Problem details — Your task is to quote the listing below exactly, beginning with its first line and ending on the line bearing "### Changes".

Material shown —
PR #459, opened 2026-02-20
Support inheritance

keyboardDrummer:
### Changes
- Change naming scheme so the name `$heap` is always used as the heap to read/assign to in the body. For read-only procedures, `$heap` is the input parameter as well as the one to read. For read/write procedures, `$heap` is the out parameter and `$heap_in` the input one.
- Add a `Map.const` function to the Core factory
- Add datatypes to Laurel, to support a more incremental translation to Core
- During translation, introduce a `Field` datatype that has a constructor for each user defined field.
- During translation, introduce a `UserType` datatype that has a constructor for each user defined type.
- Support composites that have fields with the same name but different types
- Move the handling of `new` from HeapParameterization to a new pass `TypeHierarchy`, that also handles `<value> as <Type>` and `<value> is <Type>`.

### Testing
- Add a test `sameFieldNameDifferentType` to the mutable fields test file
- Added a test file related to inheritance


Strata/Languages/Core/FactoryWF.lean
```diff
@@ -17,50 +17,63 @@ import Strata.DL.Lambda.IntBoolFactory
...
-            try unfold bvShiftOp
-            try unfold bvBinaryPred
-            intros lf md args res
-            repeat (rcases args with _ | ⟨ args0, args ⟩ <;> try grind))
-        · decide -- LFuncWF.body_or_concreteEval
-        · decide -- LFuncWF.typeArgs_nodup
-        · decide -- LFuncWF.inputs_typevars_in_typeArgs
-        · decide -- LFuncWF.output_typevars_in_typeArgs
+  · intros f Hmem
+    -- 176 is the number of functions in Factory (#eval Factory.size)
```
andrewmwells-amazon: Can we just `def num_funcs_in_fac := Factory.size` and use that here?

andrewmwells-amazon (approved):

Strata/Languages/Core/FactoryWF.lean
keyboardDrummer: I'll try that in a follow-up

keyboardDrummer: Apparently `iterate` needs a literal number as argument 🤷

Strata/Languages/Laurel/Laurel.lean
```diff
@@ -357,21 +360,48 @@ structure ConstrainedType where
...
+    to already translate to datatypes.
+     -/
+structure DatatypeDefinition where
+  name : Identifier
+  typeArgs : List Identifier
+  constructors : List DatatypeConstructor
+
 /--
-A user-defined type, either a composite type or a constrained type.
+A user-defined type, either a composite type, a constrained type, or an algebriac datatype.
```
joscoh: Nit: algebraic

Strata/Languages/Laurel/LaurelToCoreTranslator.lean
```diff
@@ -354,30 +360,25 @@ def translateProcedure (constants : List Constant) (funcNames : FunctionNames) (
...
+  let initEnv : TypeEnv := proc.inputs.map (fun p => (p.name, p.type))
+  let body := match proc.body with
+    | .Transparent bodyExpr => some (translateExpr fieldNames initEnv bodyExpr)
+    | _ => none
+  .func {
+    name := Core.CoreIdent.unres proc.name
+    typeArgs := []
+    inputs := inputs
+    output := outputTy
+    body := body
```
joscoh, line 377: Not sure if you need this, but if you want this function to be inlined for the partial evaluator, you would have to give it the attribute `inline`.

Strata/Languages/Laurel/LaurelToCoreTranslator.lean
```diff
@@ -392,7 +393,35 @@ def isPureExpr(expr: StmtExprMd): Bool :=
...
+  | .Assign .. => false
+  | .FieldSelect .. => true
+  | .PureFieldUpdate .. => true
+  -- Instance related
+  | .This => panic s!"isPureExpr not implemented for This"
+  | .AsType .. => panic s!"isPureExpr not supported for AsType"
+  | .IsType .. => panic s!"isPureExpr not supported for IsType"
+  | .InstanceCall .. => panic s!"isPureExpr not implemented for InstanceCall"
+  -- Verification specific
+  | .Forall .. => panic s!"isPureExpr not implemented for Forall"
```
joscoh, line 412: I am confused by some of these. How would `.Forall` not be a pure expression, for instance?

Strata/Languages/Laurel/LaurelToCoreTranslator.lean
```diff
@@ -413,48 +442,68 @@ def canBeBoogieFunction (proc : Procedure) : Bool :=
...
-    | .Transparent bodyExpr => some (translateExpr constants initEnv bodyExpr)
-    | _ => none
-  .func {
-    name := Core.CoreIdent.unres proc.name
-    typeArgs := []
-    inputs := inputs
-    output := outputTy
-    body := body
-  }
+def translateDatatypeDefinition (dt : DatatypeDefinition) : Core.Decl :=
```
joscoh, line 448: Core datatypes have additional restrictions (e.g. strict positivity, uniformity, etc). Right now the translation could fail to pass the Core typechecker (not necessarily an issue for now, just pointing it out).

Strata/Languages/Laurel/TypeHierarchy.lean
```diff
@@ -0,0 +1,322 @@
...
+
+namespace Strata.Laurel
+
+open Strata
+
+/--
+Compute the flattened set of ancestors for a composite type, including itself.
+Traverses the `extending` list transitively.
+-/
+def computeAncestors (types : List TypeDefinition) (name : Identifier) : List Identifier :=
```
joscoh: Wondering if this can be combined with `canReachField` and `findFieldOwner` which basically do the same thing (traverse the inheritance tree). Maybe in a future PR.

Strata/Languages/Laurel/TypeHierarchy.lean
```diff
@@ -0,0 +1,322 @@
...
+            ct.extending.foldl (fun acc2 parent => acc2 ++ go fuel' parent) acc
+          else acc
+        | _ => acc) [])
+  (go types.length name).eraseDups
+
+private def mkMd (e : StmtExpr) : StmtExprMd := ⟨e, #[]⟩
+
+/--
+Generate Laurel constant definitions for the type hierarchy:
+- A `ancestorsFor<Type>` constant per composite type with the inner ancestor map
```
joscoh: Can you give an example of what this looks like or explain what these is used for?

Strata/Languages/Laurel/TypeHierarchy.lean
```diff
@@ -0,0 +1,322 @@
...
+  | .Return (some v) => collectDiamondFieldErrors uri types env v
+  | _ => []
+  termination_by sizeOf expr
+  decreasing_by all_goals (have := WithMetadata.sizeOf_val_lt expr; term_by_mem)
+
+/--
+Validate a Laurel program for diamond-inherited field accesses.
+Returns an array of DiagnosticModel errors.
+-/
+def validateDiamondFieldAccesses (uri : Uri) (program : Program) : Array DiagnosticModel :=
```
joscoh, line 185: Is this just the `Program` version of `collectDiamondFieldErrors`? If so, I would give it a name that makes that clearer (I was unclear what "collect" vs "validate" meant here).

StrataTest/Languages/Laurel/Examples/Objects/T1_MutableFields.lean
```diff
@@ -60,14 +60,27 @@ procedure implicitEquality(c: Container, d: Container) {
   if (c#intValue == d#intValue) {
     assert c == d;
   } else {
-    assert c != d;
+    // Somehow we can't prove this here
```
joscoh, line 63: Do you know why this was passing before and fails now?

StrataTest/Languages/Laurel/Examples/Objects/T5_inheritance.lean
```diff
@@ -0,0 +1,95 @@
...
+  assert b#bValue == 3;
+
+  assert b is Left;
+  assert b is Right;
+  assert b is Top;
+  assert b is Bottom;
+}
+
+// Currently does not pass. Implementation needs b type invariant mechanism that we have yet to add.
+//procedure typedParameter(b: Bottom) {
```
joscoh, line 85: What makes this procedure different from the previous one?

Strata/Languages/Laurel/LaurelToCoreTranslator.lean
keyboardDrummer: Okay. I think I'd prefer no inlining by default here.

Strata/Languages/Laurel/LaurelToCoreTranslator.lean
keyboardDrummer: > How would .Forall not be a pure expression, for instance?

If it contains an assignment in its body, or calls a procedure that's not pure.

Strata/Languages/Laurel/LaurelToCoreTranslator.lean
keyboardDrummer: Thanks. Good callout.

StrataTest/Languages/Laurel/Examples/Objects/T5_inheritance.lean
keyboardDrummer: `b: Bottom` is never assigned, so knowledge about the type tag of `b` should come from the constraints on the type `Bottom`, but that knowledge is not added by the translation yet.

Strata/Languages/Laurel/TypeHierarchy.lean
keyboardDrummer: Good callout. What relates to this is that we don't have a pass that resolves references in Laurel, after which those resolved references could be used. Having that would greatly simplify `canReachField` and `findFieldOwner` and probably fix several latent bugs related to naming conflicts.

What I'm not sure about is how we should store resolution information. One option would be to give all the references/definitions in the AST a unique `id: int`, and outside of that have maps `definitions: Map Id AstNode` and `references: Map Id (Set AstNode)`. Feels a bit unfortunate that we'd have to generate these ids but it also seems there's no way create cyclic data structures directly.

Strata/Languages/Laurel/TypeHierarchy.lean
keyboardDrummer: Added more explanation

StrataTest/Languages/Laurel/Examples/Objects/T1_MutableFields.lean
keyboardDrummer: It flipped before and I have no idea why. Not sure how to investigate either.

joscoh: Hmm, would be interesting to look at the Core output to compare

Solved exercise —
PR #459, opened 2026-02-20
Support inheritance

keyboardDrummer:
### Changes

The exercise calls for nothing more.